School of Computer Science and Engineering, Sun Yat-Sen University, Guangzhou, 510275, China.
School of Information Engineering, Guangdong University of Technology, Guangzhou, 510006, China.
Neural Netw. 2024 Dec;180:106686. doi: 10.1016/j.neunet.2024.106686. Epub 2024 Aug 31.
Vision Transformer have achieved impressive performance in image super-resolution. However, they suffer from low inference speed mainly because of the quadratic complexity of multi-head self-attention (MHSA), which is the key to learning long-range dependencies. On the contrary, most CNN-based methods neglect the important effect of global contextual information, resulting in inaccurate and blurring details. If one can make the best of both Transformers and CNNs, it will achieve a better trade-off between image quality and inference speed. Based on this observation, firstly assume that the main factor affecting the performance in the Transformer-based SR models is the general architecture design, not the specific MHSA component. To verify this, some ablation studies are made by replacing MHSA with large kernel convolutions, alongside other essential module replacements. Surprisingly, the derived models achieve competitive performance. Therefore, a general architecture design GlobalSR is extracted by not specifying the core modules including blocks and domain embeddings of Transformer-based SR models.
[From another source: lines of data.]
PR #8183, opened 2022-02-03
8173- PNI card animations to "for transitions only"

### LINKED ISSUE #8173: Switch the PNI card animations to "for transitions only"
Based on https://github.com/mozilla/foundation.mozilla.org/issues/8172:  as folks will currently see nothing if JS doesn't load (specifically, if the js library needed for transitions doesn't load for whatever reason), let's switch our PNI card animations on the homepage/category pages to show all relevant products on initial page load without transitions for the "above the fold" content, and transitions once we start scrolling, and have transitions for "all cards" on subsequent JS-based view changes (including a check to see if gsap has loaded, and if not, using our previous vanilla JS/CSS approach rather than triggering a transition)

fessehaye:
Closes #8173 

Undo animation on first 8 products when opening the privacynotincluded page
We do not have to check for gsap anymore since it's imported on build!

### DIFF
--- a/source/js/buyers-guide/search/search-filter.js
+++ b/source/js/buyers-guide/search/search-filter.js
@@ -42,9 +42,9 @@ export class SearchFilter {
         )
     ).then(() => {
       if (this.categoryTitle.value === "None") {
-        Utils.toggleScrollAnimation();
+        Utils.toggleScrollAnimation(true);
       } else {
-        Utils.toggleCategoryAnimation();
+        Utils.toggleCategoryAnimation(true);
       }
     });
   }
--- a/source/js/buyers-guide/search/utils.js
+++ b/source/js/buyers-guide/search/utils.js
@@ -158,39 +158,63 @@ export class Utils {
   /**
    * Scroll Animation used solely for the 'All Products' section
    */
-  static toggleScrollAnimation() {
+  static toggleScrollAnimation(initialLoad = false) {
     ScrollTrigger.clearScrollMemory();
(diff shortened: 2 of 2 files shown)


source/js/buyers-guide/search/search-filter.js
```diff
@@ -42,9 +42,9 @@ export class SearchFilter {
         )
     ).then(() => {
       if (this.categoryTitle.value === "None") {
-        Utils.toggleScrollAnimation();
+        Utils.toggleScrollAnimation(true);
       } else {
-        Utils.toggleCategoryAnimation();
+        Utils.toggleCategoryAnimation(true);
       }
```
Pomax, line 48: This isn't true, though. Initial load is not base don "is there a category", it's `true` by default, and then needs to get set to `false`. So in the constructor, `this.initialLoad = true`, and then in this `then` handler:
```js
    .then(() => {
      if (this.categoryTitle.value === "None") {
        Utils.toggleScrollAnimation(this.initialLoad);
      } else {
        Utils.toggleCategoryAnimation(this.initialLoad);
      }
      this.initialLoad = false;
    });
```

Pomax (changes requested):
Let's change this just a little, because right now the code logic doesn't actually toggle based on load, but purely looks at the category name.

Pomax (approved):
nope, I was wrong: unrelated review-app issue getting in the way. local testing shows this working beautifully!

nancyt1 (approved):

PR #130, opened 2015-02-11
Check for lengths on talmud texts as well

EliezerIsrael:


EliezerIsrael:
@blockspeiser - I wasn't sure how this snuck there.  It seems to be a no-brainer to check for length of Talmud as well.  Do you know why this is here? Any reason not to get rid of it?

blockspeiser:
Yeah, don't exactly why it isn't even attempted with Talmud.

The one caveat is that lengths for Talmud (or anything with Talmud address type) are expressed in terms of Amud (as they're stored in Mongo) and not in terms of Daf. Should be tested.

EliezerIsrael:
Good call.  The order of magnitude is right, but the check is off by 1 or 2 on each mesechet.  Working on it...

EliezerIsrael:
A few issues here:
- index_node.lengths had grown stale in a lot of places.  Added script for that.
- Now using AdressType classes so that Talmud addresses present correctly in errors.
- Added an offset of 2 for Bavli for those first two blank pages (may want to bake this into the Index, in the future.)

PR #151, opened 2015-07-15
checks for empty titles

elmehi:


blockspeiser:
Thanks! What's the reason for changing the default parameter of baselist to None, then changing it to [] if it's None? Wouldn't leaving the default at [] do the same?

EliezerIsrael:
Meir and I worked on this together. 

The empty list was not the cause of the issue we debugged here, but it is best practice to avoid empty lists as default values.  The issue is that the default value is evaluated once, and then reused for multiple function calls.  Since arrays are by reference, you could end up with a non-empty default value.

http://stackoverflow.com/questions/366422/what-is-the-pythonic-way-to-avoid-default-parameters-that-are-empty-lists

blockspeiser:
I did not know this. thanks!

PR #157, opened 2015-07-21
modified autocomplete to return only 15 titles (#3 in list of changes)

elmehi:
Please make sure I did this right. This is my first real pull request. :)

### DIFF
--- a/templates/js/headers.js
+++ b/templates/js/headers.js
@@ -569,7 +569,7 @@
 							return tag;
 						}
 					});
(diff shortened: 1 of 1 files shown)


blockspeiser:
Congrats on your first pull request! Looks good, seems performant. We increased the threshold to 30, just so that in the case where we have a lot of results the list spans off the screen (some not excessively long screens) so that we give more of the impression of abundance than comprehensiveness.

PR #162, opened 2015-08-03
API example with full navigation

dakom:


blockspeiser:
Thanks for this! I moved it into /static/examples/

PR #174, opened 2015-09-06
complex text export

nsantacruz:


EliezerIsrael:
Looks good.
A couple things -
1) Generally, we avoid 'from x import *'. It makes for name conflicts that are hard to debug.

The exception for us is the package sefaria.model, where we define the namespace specifically in /model/__init__.py. In general, anything you need from model.text should be exported via sefaria.model. 

2) are you using spaces, rather than tabs? Spaces is our standard. Hard for me to tell.

3) you restrict export to just Orot. Probably a leftover from testing.

Fix these up, and we'll merge it in.

betamidrash:
Yeah, those were pretty silly errors. I've pushed the changes. Tell if I'm using spaces now. You're right that it's hard to tell in PyCharm...

betamidrash:
also, it seems like I'm logged in as betamidrash now. That's interesting

PR #192, opened 2016-03-02
Update link to exported data

cmrberry:
The link on the current README to the exported data set points to a repo that's no longer there. Updating that link to point to `Sefaria/Sefaria-Project` instead.


blockspeiser:
thanks!

PR #220, opened 2016-05-29
remove temp code for backend migration from subsources

pzp1997:
Noticed this as I was working on sheets/views.py. Not sure what the exact implications of removing this snippet of code would be, but I noticed it is long past the removal date stated in the comment regarding it. Should the code be removed? Should the comment be updated to reflect its more permanent nature now? I believe @rneiss was the person who added it, so maybe it would be good for him to weigh-in on this.


rneiss:
Yes, code should be removed.

PR #226, opened 2016-06-27
added method to Ref to return a ranged segmented ref with tests

JonMosenkis:


EliezerIsrael:
Looks good.  
A few things:

- Add a test where the input is a range and the expected ending ref has segment > 1. 
  
- Add a test where input is a ref to a complex text and a test where ref is a commentary on complex text. Haggadah is decent candidate.  
  
- Do we expect it to work for refs to top level Jagged Array nodes, e.g. "Pesach Haggadah, Yachatz"? I'm guessing yes. Either way, we should document the limitations. 
    
- Do we expect this to work for refs to Schema nodes, e.g. "Pesach Haggadah, Magid"?   I'm guessing no. Either way, we should document the limitations. 
  
- Don't need the `abs()` on 2349, correct?
- `get_state_ja()` is an an expensive operation.  Best to move it out of the loop. 
- `temp_ref` needs a better name.  `current_ending_ref` perhaps?

JonMosenkis:
get_state_ja() needs to be in the loop because the size of the jagged array is needed to find the ending ref at each level.

EliezerIsrael:
`get_state_ja()` returns the same value on each call.  You can store it as a variable, and then call `sub_array_length()` on the stored value.

Issue #228, opened 2016-07-01
Source Sheet outsideText Hebrew is not displayed correctly


pzp1997:
When adding an outsideText in Hebrew, the alignment and direction of the text are displayed incorrectly. This is because it is not being wrapped in a `<div class="he"></div>`, which gives its enclosing text the styles: `direction: rtl; text-align: right;`. A quick fix would be to just append this tag to the outsideText when the user adds it to the sheet.

A better solution for the long run would probably be to create an `outsideHeText` and `outsideEnText` (like `outsideBiText`) source "type" (I use that word loosely) and then handle each one separately within `templates/sheet.html`. I believe that naively doing that, however, would involve quite a bit of work to ensure that nothing that relies on `outsideText` breaks. Additionally, legacy support would need to be maintained for the old `outsideText` attribute until all of the existing sheets are updated to fit the new model.

This isn't my main focus at the moment, but I'll see if I can implement some version of the quick fix in the morning.

PR #229, opened 2016-07-01
hotfix alignment and direction of an outsideText that is in Hebrew

pzp1997:
Closes issue #228.

### DIFF
--- a/static/js/sheets.js
+++ b/static/js/sheets.js
@@ -1327,8 +1327,9 @@ $(function() {
 			$("#addcustomTextDiv").on("click", ".button", function (e) {
 				var $target = $("#addInterface").prev(".sheetItem");
 				if ($(e.target).prev(".flexContainer").find(".contentToAdd:visible").length == 1) {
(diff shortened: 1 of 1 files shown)


rneiss:
This seems fine for adding -- but gets overridden immediately upon editing the text in ckeditor. You want to be adding the class to the parent here instead.

Best solution may be calling isHebrew() on the text before adding it in build source. This will be backwards compatible as well, though that function may be mucked up by all the extra inline styles markup from ckeditor if there's quite a bit of it.

https://github.com/Sefaria/Sefaria-Project/blob/fc788fc7038e3dd039234502fadace27b7fd451c/static/js/sheets.js#L2736

pzp1997:
Rewrote it to use your solution. I believe I've sufficiently dealt with your concern about the extra inline styles by calling the [`String.prototype.stripHtml`](https://github.com/Sefaria/Sefaria-Project/blob/master/static/js/util.js#L2680-L2684) method of `source.outsideText` to safely remove all of the HTML tags before passing it to `isHebrew`.

PR #235, opened 2016-07-12
Closes #233. Upload locally stored photos to Source Sheet

### LINKED ISSUE #233: Upload Photo to Source Sheets
Uploading photo from local file system to source sheet. 

I was interested in pasting an image from my file system and add it to a source sheet. I noticed one can only paste from a URL, Youtube video or MP3.

It would be great to be able to upload a photo locally.
If there is a way to do this already, feel free to close issue.

pzp1997:
I decided to take a stab at this issue tonight. My solution was to upload the image to Imgur using the [Imgur API](https://api.imgur.com/) and then, insert the direct link to the image that the API returns into [`inlineAddMediaInput`](https://github.com/Sefaria/Sefaria-Project/blob/master/templates/s2_sheets.html#L358) and trigger a click event on its respective `.button` using jQuery. I'll admit, it's a little bit hacky, but it was working great on JPGs, PNGs, and GIFs when I manually tested it. I would recommend cleaning up the CSS a little bit though. I was having some difficulty styling the `input[type=file]`.

### DIFF
--- a/static/css/sheets.css
+++ b/static/css/sheets.css
@@ -1688,7 +1688,7 @@ img {
 	display:none;
 }
 
-#inlineAdd {
+.inlineAddTextInput {
 	width: 320px;
 	height: 32px;
 	margin: 0;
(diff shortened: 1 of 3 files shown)


pzp1997:
I just cleaned up the CSS styles to make it fit in with the rest of the site. I think this is good to go now.

PR #246, opened 2016-09-09
Use labels on edit_text, for easier selecting

YairRand:
Use label elements instead of plain spans on the "Original Translation"/"Copied Text" options, so that the user can click anywhere on the option instead of just specifically on the radio.

### DIFF
--- a/static/css/reader.css
+++ b/static/css/reader.css
@@ -256,7 +256,7 @@ body.hebrew #about .he {
 	display: inline-block;
 }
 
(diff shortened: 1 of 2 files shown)


blockspeiser:
Sorry for the long delay on this PR. Change looks good after fixing the fontSize of labels to what it was previously. I've merged this into our `test` branch. Will be in test for a little while then merged into master and deployed. Thanks!

PR #257, opened 2016-10-19
Three Functions

stevekaplan123:
Fixed text_index_map and added all_segment_refs and all_section_refs to Ref class


sefaria/model/schema.py
```diff
@@ -361,16 +361,22 @@ def is_flat(self):
...
         """
-        callback(self, **kwargs)
+        if preorder:
+            callback(self, **kwargs)
         for child in self.children:
-            child.traverse_to_string(callback, **kwargs)
+            child.traverse_tree(callback, preorder, **kwargs)
+            if not preorder:
+                print child
+                callback(self, **kwargs)
```
EliezerIsrael: This will invoke `callback(self)` once for every child.

sefaria/model/schema.py
```diff
@@ -361,16 +361,22 @@ def is_flat(self):
...
         return not self.parent and not self.children
 
-    def traverse_tree(self, callback, **kwargs):
+
+    def traverse_tree(self, callback, preorder, **kwargs):
         """
         Traverse tree, invoking callback at each node, with kwargs as arguments
         :param callback:
         :param kwargs:
         :return:
```
EliezerIsrael: Document what `preorder` does.

sefaria/model/text.py
```diff
@@ -1395,19 +1395,26 @@ def version(self):
 
     def text_index_map(self,tokenizer):
```
EliezerIsrael: We need some tests for this, depth 1,2, & 3, with variations of spacing, paragraphs, etc.

sefaria/model/text.py
```diff
@@ -2782,6 +2789,48 @@ def subrefs(self, length):
...
 
+    def all_segment_refs(self):
+        seg_refs = []
+        if self.is_book_level():
+            return self.index.all_segment_refs()
+
+        sections = self.all_section_refs() if self.is_section_level() == False else [self]
+
+        for sec_ref in sections:
+            seg_refs += sec_ref.all_subrefs()
```
EliezerIsrael: This will return all *possible* segment refs, not all *populated* segment refs.  Is that the intention?  In any case, it should be documented.

EliezerIsrael: And it needs tests.

sefaria/model/text.py
```diff
@@ -2782,6 +2789,48 @@ def subrefs(self, length):
...
+                        "type": self.index.categories[0],
+                        "index_node": self.index_node,
+                        "sections": sections,
+                        "toSections": sections
+                        }
+                    )]
+        except Exception as e:
+            logger.warning(u"Failed to generate references for {}, section {}. {}".format(c.full_title("en"), ".".join([str(s) for s in sections]) if sections else "-", e.message))
+        return refs
+
```
EliezerIsrael: An easier and cleaner way to implement this method:

```
sub_ja = self.get_state_ja().subarray_with_ref(self)
return [self.subref(i+1) for k in sub_ja.non_empty_sections() for i in k]
```

sefaria/helper/schema.py
```diff
@@ -269,30 +270,45 @@ def change_node_title(snode, old_title, lang, new_title):
     pass
 
 
-def replaceBadNodeTitles(title, bad_char, good_char, lang):
+def change_char_node_titles(index_title, bad_char, good_char, lang):
+    '''
```
EliezerIsrael: We need tests for this function.  See the tests for other functions in this module.

PR #1680, opened 2023-10-29
Use Strapi for Teams page content

relyks:


relyks:
@edamboritz I just want to note here after you suggested it the other day. A team member can be made inactive (and not deleted) by unpublishing their entry in Strapi. The entry will stay there but won't show up in the JSON returned by API request

static/js/StaticPages.jsx
```diff
@@ -2636,6 +2636,249 @@ const StaticHR = () =>
 const ConditionalLink = ({ link, children }) =>
   link ? <a href={link} target="_blank">{children}</a> : children;
 
+/*
+* Team Page
+*/
+
+
+
+const partition = (arr, prop) =>
```
edamboritz, line 2645: Its not clear what this function is doing. A line of documentation might be helpful. Also, can we move this into the component its being used with?

edamboritz (approved):

edamboritz (dismissed):

static/js/StaticPages.jsx
```diff
@@ -2636,6 +2636,251 @@ const StaticHR = () =>
...
+                <BoardMember key={boardMember.id} boardMember={boardMember} />
+            ))}
+            {regularBoardMembers.sort(byLastName()).map((boardMember) => (
+                <BoardMember key={boardMember.id} boardMember={boardMember} />
+            ))}
+        </>
+    );
+};
+
+const fetchTeamMembersJSON = async () => {
```
edamboritz, line 2746: Please move this function into the component it is called in?

static/js/StaticPages.jsx
```diff
@@ -2636,6 +2636,251 @@ const StaticHR = () =>
...
+    }
+};
+
+const TeamMembersPage = memo(() => {
+    const [ordinaryTeamMembers, setOrdinaryTeamMembers] = useState([]);
+    const [teamBoardMembers, setTeamBoardMembers] = useState([]);
+    const [error, setError] = useState(null);
+
+    useEffect(() => {
+        const loadTeamMembers = async () => {
```
edamboritz, line 2806: We discussed not defining functions where they are called. Plese move this function definition into the components scope and not the hook's scope

edamboritz (approved):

It also contains three practical guidelines for designing a lightweight SR network utilizing image-level global contextual information to reconstruct SR images. Following the guidelines, the blocks and domain embeddings of GlobalSR are instantiated via Deformable Convolution Attention Block (DCAB) and Fast Fourier Convolution Domain Embedding (FCDE), respectively. The instantiation of general architecture, termed GlobalSR-DF, proposes a DCA to extract the global contextual feature by utilizing Deformable Convolution and a Hadamard product as the attention map at the block level. Meanwhile, the FCDE utilizes the Fast Fourier to transform the input spatial feature into frequency space and then extract image-level global information from it by convolutions. Extensive experiments demonstrate that GlobalSR is the key part in achieving a superior trade-off between SR quality and efficiency. Specifically, our proposed GlobalSR-DF outperforms state-of-the-art CNN-based and ViT-based SISR models regarding accuracy-speed trade-offs with sharp and natural details.
视觉Transformer 在图像超分辨率方面取得了令人瞩目的性能。然而,它们的推理速度较慢,主要是因为多头自注意力(Multi-Head Self-Attention,MHSA)的二次复杂度是学习长距离依赖关系的关键。相比之下,大多数基于卷积神经网络(Convolutional Neural Network,CNN)的方法忽略了全局上下文信息的重要影响,导致细节不准确和模糊。如果能够充分利用 Transformer 和 CNN 的优势,将在图像质量和推理速度之间取得更好的平衡。基于这一观察,首先假设影响基于 Transformer 的 SR 模型性能的主要因素是一般的架构设计,而不是特定的 MHSA 组件。为了验证这一点,通过用大核卷积替换 MHSA 以及其他必要的模块替换,进行了一些消融研究。令人惊讶的是,得到的模型取得了有竞争力的性能。因此,通过不指定基于 Transformer 的 SR 模型的核心模块(包括块和域嵌入),提取了一个通用架构设计 GlobalSR。它还包含了利用图像级全局上下文信息重建 SR 图像的三个实用设计指南。遵循这些指南,通过可变形卷积注意力块(Deformable Convolution Attention Block,DCAB)和快速傅里叶卷积域嵌入(Fast Fourier Convolution Domain Embedding,FCDE)分别实例化 GlobalSR 的块和域嵌入。通用架构的实例化,称为 GlobalSR-DF,通过利用可变形卷积和 Hadamard 积作为块级别的注意力图,提出了一个 DCA 来提取全局上下文特征。同时,FCDE 利用快速傅里叶变换将输入的空间特征转换到频域,并通过卷积从中提取图像级全局信息。广泛的实验证明,GlobalSR 是在 SR 质量和效率之间取得卓越平衡的关键部分。具体来说,我们提出的 GlobalSR-DF 在准确性-速度权衡方面优于最先进的基于 CNN 和基于 ViT 的 SISR 模型,具有锐利和自然的细节。